- Conference: Big Six Conference
- Record: 9–9 (2–8 Big Six)
- Head coach: Louis Menze (12th season);
- Home arena: State Gymnasium

= 1939–40 Iowa State Cyclones men's basketball team =

American college basketball season

The 1939–40 Iowa State Cyclones men's basketball team represented Iowa State University during the 1939–40 NCAA men's basketball season. The Cyclones were coached by Louis Menze, who was in his twelfth season with the Cyclones. They played their home games at the State Gymnasium in Ames, Iowa.

They finished the season 9–9, 2–8 in Big Six play to finish in a tie for fourth place.
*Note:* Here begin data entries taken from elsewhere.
PR #457, opened 2017-06-26
Small UI changes for Gists

cshashwat:
Added 'Gist URL' field to snippet info box, also added confirmation boxes for sharing public and private gists

## Description

In snippet info box, accessed by clicking on the snippet's name, there is now a 'Gist URL' field, in addition to the preexisting 'Name' and 'Description' fields. This field is only populated if the Gist has been imported or has already been shared: the URL displayed is its GitHub URL and is grayed out and cannot be modified. For newly created/non-shared snippets, this field will not show.

Added confirmation boxes for sharing public and private gists. Now user will be prompted before sharing snippet as gist.

## Motivation and Context

Designed to aid users with gist workflow: can now see Gist URLs (if they exist), which helps them make sure they're working on correct gist. And prompting before sharing ensures that users understand they are creating a new copy of theirs gist.

## How Has This Been Tested?

Testing has been done by the updated changes in `TESTING.md`.

Screenshots of changes follow:

Sharing Gist confirmation:

capture

Gist URL in snippet info:

capture

## Types of changes

## Checklist:

- [x] My change requires a change to the documentation.
- [x] I have updated the documentation accordingly.
- [] I have added tests to cover my changes.

### DIFF
--- a/src/client/app/components/snippet.info.ts
+++ b/src/client/app/components/snippet.info.ts
@@ -19,8 +19,8 @@ import { isNil } from 'lodash';
                 </div>
 
                 <div *ngIf="!!url" class="ms-TextField">
-                    <label class="ms-Label">${Strings.urlLabel}</label>
-                    <input class="ms-TextField-field" type="text" [(ngModel)]="url" placeholder="" disabled />
+                    <label class="ms-Label">${Strings.gistUrlLabel}</label>
+                    <a href="{{url}}" target="_blank">Open in browser</a>
                 </div>
             </div>
             <div class="ms-Dialog-actions">
--- a/src/client/app/components/snippet.info.ts
+++ b/src/client/app/components/snippet.info.ts
@@ -16,6 +16,11 @@ import { Strings } from '../helpers';
                     <label class="ms-Label">${Strings.descriptionLabel}</label>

== Schedule and results ==

| Date time, TV | Rank^{#} | Opponent^{#} | Result | Record | Site city, state |
Regular season
| December 1, 1939* |  | Simpson | W 67–40 | 1–0 | State Gymnasium Ames, Iowa |
| December 4, 1939* |  | at Morningside | W 57–34 | 2–0 | Sioux City, Iowa |
| December 8, 1939* |  | Grinnell | W 50–34 | 3–0 | State Gymnasium Ames, Iowa |
| December 11, 1939* 8:15 pm |  | at Drake Iowa Big Four | W 37–34 | 4–0 | Drake Fieldhouse Des Moines, Iowa |
| December 13, 1939* |  | Denver | W 55–46 | 5–0 | State Gymnasium Ames, Iowa |
| December 30, 1939* 7:30 pm |  | Drake Iowa Big Four | L 29–33 | 5–1 | State Gymnasium Ames, Iowa |
| January 6, 1940* |  | at Creighton | W 35–32 | 6–1 | University Gym Omaha, Nebraska |
| January 8, 1940 |  | at Nebraska | L 28–44 | 6–2 (0–1) | Nebraska Coliseum Lincoln, Nebraska |
| January 15, 1940 |  | Missouri | L 16–27 | 6–3 (0–2) | State Gymnasium Ames, Iowa |
| January 20, 1940 |  | at Oklahoma | L 32–54 | 6–4 (0–3) | OU Field House Norman, Oklahoma |
| January 22, 1940 |  | at Kansas State | L 28–29 | 6–5 (0–4) | Nichols Hall Manhattan, Kansas |
| January 29, 1940* |  | Morningside | W 58–36 | 7–5 | State Gymnasium Ames, Iowa |
| February 9, 1940 7:30 pm |  | Kansas State | W 45–32 | 8–5 (1–4) | State Gymnasium Ames, Iowa |
| February 12, 1940 |  | at Kansas | L 34–36 | 8–6 (1–5) | Hoch Auditorium Lawrence, Kansas |
| February 17, 1940 |  | Nebraska | W 40–33 | 9–6 (2–5) | State Gymnasium Ames, Iowa |
| February 22, 1940 |  | Missouri | L 40–63 | 9–7 (2–6) | State Gymnasium Ames, Iowa |
| February 26, 1940 |  | Kansas | L 29–42 | 9–8 (2–7) | State Gymnasium Ames, Iowa |
| March 2, 1940 |  | Oklahoma | L 41–52 | 9–9 (2–8) | State Gymnasium Ames, Iowa |
*Non-conference game. ^{#}Rankings from AP poll. (#) Tournament seedings in parentheses. All times are in Central Time.